Un año después, Lucía estaba junto a la cama del hospital donde yacía doña Elena. La salud de la anciana había empeorado con rapidez, aunque su mente seguía tan despierta como siempre.
—Me has dado más paz de la que jamás pensé tener —susurró doña Elena—. Quiero que continúes lo que yo empecé.
—No hable así, por favor —pidió Lucía, con los ojos llenos de lágrimas.
Pero la anciana solo sonrió.
—Prométeme que nunca dejarás que la lástima decida tu camino.

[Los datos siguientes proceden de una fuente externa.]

PR #976, opened 2017-01-24
Fixes Repeat mode in the State Machine module

Callenberg:
This fix takes care of the case when Repeat mode is on by adding two new conditional statements in the method CoreStateMachine.prototype.increasePlaybackTimer:
1.) It checks if the current track is the last track of the queue then the next track is set to the first track in the prefetch phase, unless Consume mode is on.
2.) At the end of the current track, if that track is the last track it sets the current track to the first track unless Consume mode is on.

If the consume mode also is on the last track has to be consumed. No need for next track.

It has been tested also with the other modes. Remember that Random and Consume override Repeat in MPD.
Repeat + Random = Random;  
Repeat + Consume = Consume; 
Random + Repeat + Consume should be Repeat + Consume, but this combination is still buggy (same bugs as before).

### DIFF
--- a/app/plugins/system_controller/i2s_dacs/index.js
+++ b/app/plugins/system_controller/i2s_dacs/index.js
@@ -437,7 +437,7 @@ ControllerI2s.prototype.enableI2SDAC = function (data) {
 ControllerI2s.prototype.writeI2SDAC = function (data) {
 	var self = this;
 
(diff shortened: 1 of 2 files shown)


volumio:
Thanks! I'm testing it!

fanciulli:
Hello @Callenberg 
it would be great if you can make your code easier before merging. lines like the following:

if(this.currentRepeat && ((this.playQueue.arrayQueue.length-1)==this.currentPosition)!== this.currentConsume)

may be complex to debug in the future.

Callenberg:
Okay, I defined a variable for the expression: (this.playQueue.arrayQueue.length-1)==this.currentPosition called isLastTrack and the conditional statements now look better and it might be easier to debug, hopefully.
What do you think?
(Another way is to branch the conditional statements, I don't know what is best)

fanciulli:
Ok for me

PR #978, opened 2017-01-26
group album list by albumartist instead of artist

rezeptpflichtig:
it's the first time I am working with github D: so I hope I am doing this right.


volumio:
Thanks!

PR #986, opened 2017-02-01
UPDATED Repeat + Random + Consume + Repeat Single modes

Callenberg:
This patch hopefully solves the conflict with #995 RepeatSingle.

It fixes the following compared with the master:
Default play mode plays all tracks in the queue sequentially, before it (sometimes) got stuck on one track.
The combination Consume and Random plays tracks randomly instead of sequentially, the same with the combination Random, Repeat and Consume.
Occasionally "ghost track" could be played before, no more playing of tracks that are not in the queue.
Occasionally the wrong track was indicated in the Queue tab, now the current track is indicated correctly.

_Single modes_:
**Repeat** will play the playlist in sequential order indefinitely.
**Random** will play the playlist in a random order indefinitely. 
**Consume** removes each track from the playlist after it has been played. The playlist is sequentially played and stops when the playlist is empty.
**Repeat Single** plays the current track indefinitely.

_Combinations_:
**Random** + **Repeat**  works like **Random**.
**Random** + **Consume**  means that tracks are played randomly and then consumed.
**Repeat** + **Consume**  will eventually consume the whole playlist independently of where the start track was in the list.
**Random** + **Repeat** + **Consume** works like **Random** + **Consume**.
**Single** + **Random** works like **Single**.
**Single** + **Repeat** works like **Single**.
**Single** + **Consume** plays the track and then it is removed from the list.
**Single** + **Random** + **Repeat** + **Consume** as above.

Single requires that Repeat is on in order to work. Defined by #995 RepeatSingle.


chsims1:
Well Callenberg if this all works fine then I think it is a great contribution ... ty in advance for something that has been annoying me for a while. I have to say that I am a little confused by your "combinations."  Why, for example is "Random + Repeat + Consume works like Random + Consume" just not 'Random + Consume?'  Probably showing my ignorance here :)

Callenberg:
As you know it is possible to click and activate more than one play mode at the time. You can even click on all three play mode buttons and have the combination "Random + Repeat + Consume". 

In MPD the combination of Shuffle + Repeat means Repeat only. The good people that implemented MPD thought that shuffle have to override repeat since they are contradictory modes so I implemented that as well,  random + repeat = random.  Repeat is contradictory to random as well. You have to choose one of them.

Shuffle is not exactly the same as random but very very similar... one important difference however is that the implementation of random in Volumio plays the queue indefinitely, shuffle doesn't.

If the play modes random, repeat and consume are combined I let random override repeat and the combination effect has then to be repeat + consume.

Callenberg:
I am afraid I didn't explain what I meant that well, tend to mix up the user experience with implementation details.

This is what I mean: as a user you will not see any difference if you have random and repeat mode on at the same time or just random mode. The list is played indefinitely. The list is in some sense repeated. (random + repeat = random)

If you as a user in addition also turn on the consume mode you will notice a difference since the tracks played will be consumed. (random + repeat + consume = random + consume).

=====
From a Volumio specific implementation point of view there are some cases that must to be dealt with:

If repeat mode is on and the last track is played then the next track has to have index 0 (start at the beginning), except if random mode is also on then let the random function decide next track.

If random mode is on it is better to let the random function not pick the same track two times in a row. The reason is that the next track is set in the prefetch phase and if consume mode is on as well there is a chance that consume will delete the next track in the next phase when the index is actually set. 

If both consume and random mode is on the index of the next track has to be adjusted if the deleted track was before the next one in the playlist, otherwise the prefetch will not work as intended.

Callenberg:
Solved the conflict with the new play mode Repeat Single.

volumio:
We were analyzing the patch, since the previous one resulted in a regression... However, I confirm everything works apart consume!

Callenberg:
Yes, consume is tricky, what is going wrong?

Callenberg:
My reasoning for closing it was that I will never keep up with the frequent changes that is done. The very small code segment I was patching was changed two times after I requested the merge.

But tell me why consume is faulty, may be I can fix that...

volumio:
Yes sorry for that, but we needed to fix this regression quickly. 
Basically consume does not removed played songs once they are played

Ni la lástima por otros, ni la lástima por ti misma.
Aquella noche, cuando doña Elena falleció, Lucía sintió que había perdido a su verdadera familia.
Días más tarde, el licenciado Marcos la citó en su despacho. Sobre la mesa había un sobre grueso con la letra inconfundible de doña Elena.
—La señora Robles modificó su testamento el mes pasado —dijo—. Deberías leer esto.
Dentro, Lucía encontró una carta:
“A Lucía Herrera:
Entraste en mi vida como una desconocida y te convertiste en la nieta que siempre quise tener.
Te dejo la Fundación Robles y los recursos necesarios para reconstruirla a tu manera.
Úsalos con sabiduría. Cambia vidas como la tuya fue cambiada.
—Elena Robles.”
Lucía se quedó sin palabras.
—Esto no puede ser —balbuceó—. Tiene que haber un error.
Marcos negó con la cabeza.
—Es completamente legal. Ahora tú eres la responsable.
La noticia se esparció rápidamente: la viuda millonaria Elena Robles había dejado la mayor parte de su fortuna y su fundación a una mujer joven sin lazos de sangre con la familia. Periódicos, programas de televisión y portales de noticias se llenaron de titulares. Periodistas acamparon frente a la cancela de la casa. Viejos conocidos de Lucía empezaron a llamar de repente, con ganas de “recuperar el contacto”.